Action item: Given the listing that follows, report all lines in which the string "votes" occurs.

Extracted material:

PR #3997, opened 2022-05-24
EVM address mapping endpoints

Mr-Leshiy:
Add a new `v2` REST API endpoints for the evm purposes: `address_mapping/jormungandr_address/{id}`,  `address_mapping/evm_address/{id}`, for getting info about address mapping.


Zeegomo:
I don't think we need to create another version, or better, AFAIK we are not committing to any compatibility scheme and anyway `v1` was never declared complete anyway

saibatizoku (approved):
LGTM, I would only argue against bumping to `v2` at this point.

Mr-Leshiy:
@saibatizoku I am considered all these `v2` API to be an ethereum specific REST endpoints. Or do you think it would be better to rename it to `evm` ?

Mr-Leshiy:
@Zeegomo , pls take a look I have moved all these endpoints into the separate path `evm`. Or it would be better to extend existing `v1`/`v2` ?

Zeegomo:
I would just add them to the existing `v1` endpoint, but I'm also not a expert here. @enzoc4 maybe knows better about common convetions

enzoc4:
> I would just add them to the existing `v1` endpoint, but I'm also not a expert here. @enzoc4 maybe knows better about common convetions

I don't think I'm an expert neither, but I would also add them to `v1`. It can be `v1/evm` anyway if we want to group them.

As a side note, I would also document what's the response if the node was compiled without the `evm` feature.

PR #4002, opened 2022-05-30
Add new /v1/account-votes-all endpoint 

Zeegomo:
Remove /v1/account-votes-count endpoint and add new /v1/account-votes-all
to return the full list of proposals a user has voted for instead
of just the count.

This is going to be needed for a few rewards distribution but it's
likely going to result in a lot of data and should thus be
restricted and/or not made publicly available.

### DIFF
--- a/CHANGELOG.md
+++ b/CHANGELOG.md
@@ -2,6 +2,8 @@
 
 ## Unreleased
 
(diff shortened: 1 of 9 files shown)


Zeegomo:
Failing fmt check is on unrelated piece of code

nicopado (approved):

saibatizoku (approved):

Output for this task:
Add new /v1/account-votes-all endpoint 
Remove /v1/account-votes-count endpoint and add new /v1/account-votes-all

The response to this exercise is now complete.